La Déclaration de Berne, principal organisateur du «Public eye on Davos»,
a d’ailleurs voulu défier (en l’invitant) le patron de Nike (la célèbre
firme américaine de vêtements de sports).

Mais, Phil Knight a refusé d’être confronté à un syndicaliste et à une ouvrière
d’Asie du Sud-est. Une région où se trouve nombre de sous-traitant de la
firme américaine.

«Phil Knight a invoqué son indisponibilité pour décliner notre invitation», précise Mattias Held, coordinateur du Public eye on Davos.

«Pourtant, il fait parti des invités WEF, poursuit Mattias Held, de notre
point de vue, ce refus mine la crédibilité des engagements sociaux de la
firme américaine».

Résistance

L’Alliance d’Olten réunie jeudi à Zurich, elle, va encore plus loin en prônant une résistance tous azimut : contre les privatisations, contre les multinationales, contre le secret bancaire et contre la guerre en Irak.

Menée par ATTAC Suisse et soutenue par une cinquantaine d’organisations, ce congrès zurichois entend même démontrer que la guerre au terrorisme et celle qui menace l’Irak n’ont pas d’autre but que de protéger la privatisation du monde.

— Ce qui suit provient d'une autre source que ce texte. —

PR #786, opened 2024-01-25
fix: throw if item is not folder for copy move

pyphilia:
check for copy and move whether

### DIFF
--- a/src/services/item/repository.ts
+++ b/src/services/item/repository.ts
@@ -76,6 +76,11 @@ export const ItemRepository = AppDataSource.getRepository(Item).extend({
       settings = DEFAULT_ITEM_SETTINGS,
       creator,
     } = args;
+
+    if (parent && !isItemType(parent, ItemType.FOLDER)) {
+      throw new ItemNotFolder(parent);
+    }
+
     // TODO: extra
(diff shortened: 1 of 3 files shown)


src/services/item/repository.ts
```diff
@@ -357,6 +368,11 @@ export const ItemRepository = AppDataSource.getRepository(Item).extend({
     creator: Member,
     parentItem?: Item,
   ): Promise<{ copyRoot: Item; treeCopyMap: Map<string, { original: Item; copy: Item }> }> {
+    // cannot move inside non folder item
```
pyphilia, line 371: fix comment

ReidyT (approved):
LGTM 👍. I'm just thinking if it could be useful to encapsulate the logic into a util function, because it is repeated multiple times ? Maybe not 😅.

pyphilia:
> LGTM 👍. I'm just thinking if it could be useful to encapsulate the logic into a util function, because it is repeated multiple times ? Maybe not 😅.

Thanks for reviewing! I see what you mean, I think it's a bit too short (if you're talking about the if(not folder)) to factor out, but it's open for discussion^^

PR #798, opened 2024-01-31
feat: add search for geolocation endpoint

### LINKED ISSUE #796: full text search for geolocation endpoint

pyphilia:
Some explanations:

This PR uses PostgresQL's native full text search, based on vectors from a string (mainly listing all words and setting weight on them). Also, if the parsing language is correctly set it can remove stop words and stem the words. For example if we have "I have black cats" it will be parsed as vectors:

- 1. for english: [ have, black, cat ]
- 2. for french: [ I, have, black, cats ]

With these, if we search ('english', 'cats) it will match vectors 1 and 2.
But if we search ('french', 'cats') it will match only vector 2 (because it cannot infer that cats = cat).

The main problem we have is thus languages, since we allow anyone to create content in any language. 

close #796


src/migrations/1706698413211-full-text-search.ts
```diff
@@ -0,0 +1,64 @@
...
+      setweight(to_tsvector('french', COALESCE(replace(extra, '\\u0000', '')::jsonb->'file'->'content','{}')), 'D') || ' ' ||
+      setweight(to_tsvector('italian', COALESCE(replace(extra, '\\u0000', '')::jsonb->'file'->'content','{}')), 'D') || ' ' ||
+      setweight(to_tsvector('german', COALESCE(replace(extra, '\\u0000', '')::jsonb->'file'->'content','{}')), 'D') || ' ' ||
+      setweight(to_tsvector('spanish', COALESCE(replace(extra, '\\u0000', '')::jsonb->'file'->'content','{}')), 'D') || ' ' ||
+      setweight(to_tsvector('english', COALESCE(replace(extra, '\\u0000', '')::jsonb->'s3File'->'content','{}')), 'D') || ' ' ||
+      setweight(to_tsvector('french', COALESCE(replace(extra, '\\u0000', '')::jsonb->'s3File'->'content','{}')), 'D') || ' ' ||
+      setweight(to_tsvector('italian', COALESCE(replace(extra, '\\u0000', '')::jsonb->'s3File'->'content','{}')), 'D') || ' ' ||
+      setweight(to_tsvector('german', COALESCE(replace(extra, '\\u0000', '')::jsonb->'s3File'->'content','{}')), 'D') || ' ' ||
+      setweight(to_tsvector('spanish', COALESCE(replace(extra, '\\u0000', '')::jsonb->'s3File'->'content','{}')), 'D')
```
pyphilia, line 38: It's probably not a so good idea to add all the languages. But if we handle only the item language it means by default all existing item will have the english language, and only once you edit this setting you might get a good search. 
But maybe a good alternative would be to handle english and french by default (since they are our main languages) and all the other languages will "only" work if the setting is correct. (if the language is correctly set to french, finding  "chat" from "chats" works, but it won't if it's set to english)
```
vector(english) || vector(french) || vector(item language)  
```
That means we need to set a language! in a new column? What do you think?

src/services/item/plugins/geolocation/service.ts
```diff
@@ -42,20 +42,16 @@ export class ItemGeolocationService {
...
-      lat2,
-      lng1,
-      lng2,
-    }: {
+    query: {
       lat1: ItemGeolocation['lat'];
       lat2: ItemGeolocation['lat'];
       lng1: ItemGeolocation['lng'];
       lng2: ItemGeolocation['lng'];
+      search?: string[];
```
spaenleh, line 50: This is called `keywords` in the service no ?

spaenleh (approved):
Looks good, though you might have a typo 🍪

PR #805, opened 2024-02-05
fix: filter out recycled items on get geolocation

### LINKED ISSUE #804: cannot return geolocation if one item is deleted

pyphilia:
fix #804

### DIFF
--- a/src/services/item/plugins/geolocation/repository.ts
+++ b/src/services/item/plugins/geolocation/repository.ts
@@ -74,7 +74,7 @@ export class ItemGeolocationRepository {
       // inner join to filter out recycled items
       .innerJoinAndSelect('ig.item', 'item')
       .leftJoinAndSelect('item.creator', 'member')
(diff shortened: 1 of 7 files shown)


src/services/item/plugins/geolocation/repository.ts
```diff
@@ -71,7 +71,8 @@ export class ItemGeolocationRepository {
 
     const geoloc = this.repository
       .createQueryBuilder('ig')
-      .leftJoinAndSelect('ig.item', 'item')
+      // inner join to filter out recycled items
+      .innerJoinAndSelect('ig.item', 'item')
```
spaenleh, line 75: Ah yes ... this is the real pain of using the soft-delete feature ... I recall having to hunt down usage like these with Morgan ... Not fun.

spaenleh (approved):
Looks good, but maybe the `omit` was not such a great idea after all... see the type errors you get...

Cette conviction devrait alimenter une bonne partie des slogans de la manifestation prévue samedi à Davos, comme en attestent leurs tracts.

De fait, les intentions bellicistes de l’administration Bush offrent un ciment inespéré à la vaste galaxie des « altermondialistes ».

Mais tôt ou tard, de nouvelles fractures risquent d’apparaître au grand jour.
C’est en tout cas le point de vue d’Alberto Velasco, militant genevois d’ATTAC.

Le retour de l’extrême gauche

«Les contradictions entre réformistes et anticapitalistes vont s’exacerber», juge en effet Alberto Velasco.

D’ailleurs, ces divisions étaient déjà visibles lors du Forum social européen en novembre dernier à Florence.

«Notre mouvement n’est pas réformiste, il est radical », avait lancé l’un de ses organisateurs Vittorio Agnoletto, au milieu d’un affrontement entre gauche troskiste ou communiste et gauche socialiste.

Nombre d’ONG qui participaient à cette édition européenne du forum de Porto Alegre se sont même senties marginalisée par un tel débat.

La Suisse et sa vielle culture du compromis sera-t-elle épargnée ? «Nous avons développé une culture de discussion à l’intérieur de l’Alliance d’Olten entre les ONG réformistes et les mouvements plus radicaux», assure Alessandro Pelizzari.

Victoire géographique

Quoi qu’il en soit, les opposant à la libéralisation totale des marchés ont déjà gagné une bataille géographique. En multipliant les contre sommets et les manifestations contre le WEF, ils minorent de fait la portée du forum de Davos.

swissinfo, Frédéric Burnand, Genève

Seattle, décembre 1999 : quelques 40’000 personnes bloquent partiellement une conférence ministérielle de l’OMC .

Davos, janvier 2000 : la réunion annuelle du WEF est pour la première fois perturbée par une manifestation.

Genève, juin 2000: près de 5000 manifestants protestent lors du sommet social de l’ONU.

Porto Alegre, janvier 2001 : premier Forum social mondial au Brésil qui réunit quelques 4000 délégués de 120 pays.

Gênes, juillet 2001 : 100 à 200’000 manifestants conspuent le sommet du G8. Un jeune manifestant, Carlo Giuliani, est tué par un carabinier.

New York, janvier 2002: le WEF a lieu pour la première fois hors de Suisse, dans la ville frappée par les attentats du 11 septembre 2001.